A storage volume allows for controllable read/write access, persistent storage and sharing across projects. This means that the data we see in this volume can be mounted to JupyterLab environments as well as mounted to our WMLA deployment space. This, in addition to the volume APIs, made storage volumes easy to use across all phases of our MLOps pipeline.

As of WMLA 2.4, you are not able to connect to multiple storage volumes. However, plans to allow for this functionality are on the roadmap for future versions of WMLA.

Optional Save:

After discussion with the lead scientist, one important feature we added in the architecture structure is the ability to save the matrix produced by the Neural Network models. This matrix is probabilities of classes for each section within the pre-processed image. This will be useful in future work and understanding predictions.

Optional Asset Save to Project Data Assets

This is saved to project data assets and is an optional input with respect to the deployments.

WML Deployment

Once the deep learning models were deployed within WMLA, we could focus on the WML deployment of the Random Forest model. This was a standard WML deployment. We were able to train the model within JupyterLab in Watson Studio and deploy it within the same notebook using the WML Python SDK. The deployment’s payload request specifies the final concatenation of the output of the deep learning models deployed in WMLA and provides a final prediction.

Watson OpenScale

Once the Random Forest model was successfully deployed to WML, we configured Watson OpenScale to monitor the deployment. We specifically monitored quality, drift and explainability monitors. An example of how to configure these monitors can be found here.
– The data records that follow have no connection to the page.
PR #4740, opened 2026-04-24
Skip 2FA for Google OAuth login

gumclaw:
## Summary
- Skip Gumroad's own 2FA when users log in via Google or Apple OAuth — the provider already enforces 2FA, and the risk of a hacked provider account being used to access Gumroad is minimal.
- 2FA is still required for email/password login.
- Updates the Stripe Connect OAuth flow and the shared `sign_in_with_oauth` helper (used by both Google and Apple) to call `sign_in` directly instead of `sign_in_or_prepare_for_two_factor_auth` and redirect to `two_factor_authentication_path`.

## Test plan
- [x] Updated specs in `spec/controllers/user/omniauth_callbacks_controller_spec.rb` — 2FA-related tests now assert the user is signed in directly and redirected to the destination without passing through `two_factor_authentication_path`.
- [x] `bundle exec rspec spec/controllers/user/omniauth_callbacks_controller_spec.rb -e "when user has 2FA" -e "signs in directly"` — 9 examples, 0 failures.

In this project, OpenScale does not directly monitor the deep learning models deployed within WMLA. However, the feature columns of the Random Forest model were the aggregated probabilities of each class from the deep learning models. This allowed the client to glean insights into what was happening within the complex deep learning models without setting up direct monitoring.

Our health care client appreciated the explainability aspect of Watson OpenScale, as their models are complex. The ability to explain predictions using an algorithm largely based off LIME allowed for them to consider future research areas. Furthermore, contrastive explanations helped them quantitatively understand which areas were the most impactful and by how much. This allowed them to better understand the nuance in the decision-making process of the models and see trends between diagnoses for their use case.